Problem description
Filter the entries for the word "errno". Copy each line in which it occurs.

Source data
= = = =

PR #300, opened 2022-11-24
NetworkManager 1.40 compat & file permission fixes (LP: #1862600, LP: #1997348)

slyon:
## Description
* add default "wakeonlan" settings for ethernet devices only (NetworkManager 1.40 compat)
* Write YAML files using 0o600 permission
* YAML files written by the user or a (external) tool (e.g. "netplan set", NetworkManager, subiquity, ...) can contain sensitive information (e.g. WiFi passwords), so should stay secret (root/owner read-only).

## Checklist

- [x] \(Optional\) Closes an open bug in Launchpad. LP#1997348, LP#1862600

### DIFF
--- a/src/parse.c
+++ b/src/parse.c
@@ -25,6 +25,7 @@
 #include <glib/gstdio.h>
 #include <gio/gio.h>
 
+#include <sys/stat.h>
 #include <yaml.h>
 
 #include "parse.h"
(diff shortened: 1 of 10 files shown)


src/parse.c
```diff
@@ -3150,6 +3151,17 @@ gboolean
...
+     * It could contain sensitive information (e.g. WiFi passwords), so should
+     * stay secret. */
+    mode_t mask = S_IRGRP | S_IWGRP | S_IROTH | S_IWOTH;
+    struct stat info;
+    if (stat(filename, &info) < 0) {
+        g_set_error(error, G_FILE_ERROR, errno, "Cannot stat %s: %s",
+                    filename, strerror(errno));
+        return FALSE;
+    } else if (info.st_mode & mask)
+        g_warning("Weak permissions on %s", filename);
```
daniloegea, line 3164: suggestion: we probably should tell the user what is the correct permission they must use. Something like `"Weak permissions on %s (recommended is 600)"`

Or something like openssh does: `"Permissions for %s are too open. Netplan files should NOT be accessible by others."`

daniloegea (commented):
Looks good.

It just broke [autopkgtest](https://github.com/canonical/netplan/actions/runs/3541224415/jobs/5945226358#step:7:2312) I guess due to the new output.

daniloegea (approved):
Looks good to me. lgtm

= = = =

The completed task
+        g_set_error(error, G_FILE_ERROR, errno, "Cannot stat %s: %s",
+                    filename, strerror(errno));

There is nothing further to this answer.